このように、腸管組織の消化パラメータを最適化することで、効率的に十分な細胞回収量を得ることができます。その結果、マウス腸管のdcsおよびマクロファージを迅速に単離することは、表面抗原が保持された免疫細胞の機能的特性を評価する上で有用です。
完全なトランスクリプトを表示し、数千本の科学動画にアクセス
本記事では、マウスの腸管樹状細胞(DC)およびマクロファージを迅速に単離するための手法について詳述します。この手順には、腸管組織の採取、腸管上皮の解離、および固有層の消化が含まれており、これによりこれらの免疫細胞の正確な特性解析と精製が可能になります。

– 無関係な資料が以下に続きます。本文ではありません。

PR #263, opened 2019-08-28
FIX: month to int now properly handled

sbillinge:
@scopatz this is a bug fix PR

### DIFF
--- a/news/fix_int_month_preslistbuilder.rst
+++ b/news/fix_int_month_preslistbuilder.rst
@@ -1,0 +1,12 @@
+**Added:** None
+
+**Changed:** None
+
+**Deprecated:** None
+
+**Removed:** None
+
+**Fixed:**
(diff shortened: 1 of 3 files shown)


sbillinge:
What does this mean? A bad database entry that causes it to crash?

CJ-Wright:
I would modify the exemplars so that the prior code tests would have failed, while the fix in the PR causes the test to pass.

sbillinge:
Ah gotcha

CJ-Wright:
It might not be truly needed for a simple bug fix like this, but it is good practice to make certain that the bug a PR is supposed to squash is the correct one and that we don't have the bug crop up again.

sbillinge:
OK, @CJ-Wright I checked and this new schema fails tests without the fix

CJ-Wright:
Thank you very much! LGTM

PR #269, opened 2019-09-17
adding a csv reader function for Columbia format classlists

sbillinge:
Right now it is for the version that comes from the Columbia Courseworks website, but it could be maybe made broader in application with a bit of thought.


scopatz:
LGTM! Thanks!

PR #272, opened 2019-10-17
WIP: starting to add handling of filtering based on cli

sbillinge:
now want to make use of those nice filtering options that we added to the CLI.  Not ready for review yet.


sbillinge:
Simon closing.  This is replaced by #283

PR #274, opened 2019-10-21
Is current to tools

sbillinge:
move is_current logic from current-pending builder to tools so it is easier to use it more widely.

@scopatz this is ready for review and merge


scopatz:
Thanks!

生存可能な腸管樹状細胞およびマクロファージを迅速に分離することで、腸管免疫集団の正確な表現型および機能的特性を明らかにすることが可能になります。このアプローチは、表面抗原の発現と細胞生存率を維持することにより、免疫学に特化した創薬プログラムにおけるターゲットバリデーションおよびメカニズムのリスク低減を支援します。本手法は、疾患に関連したコンテキストにおいて免疫調節化合物を評価するための再現性のあるシステムを提供します。
本手法は、仮説検証およびパスウェイの解明に向けた信頼性の高い腸管免疫細胞のソースを提供することにより、ディスカバリーバイオロジーのワークフローに統合されます。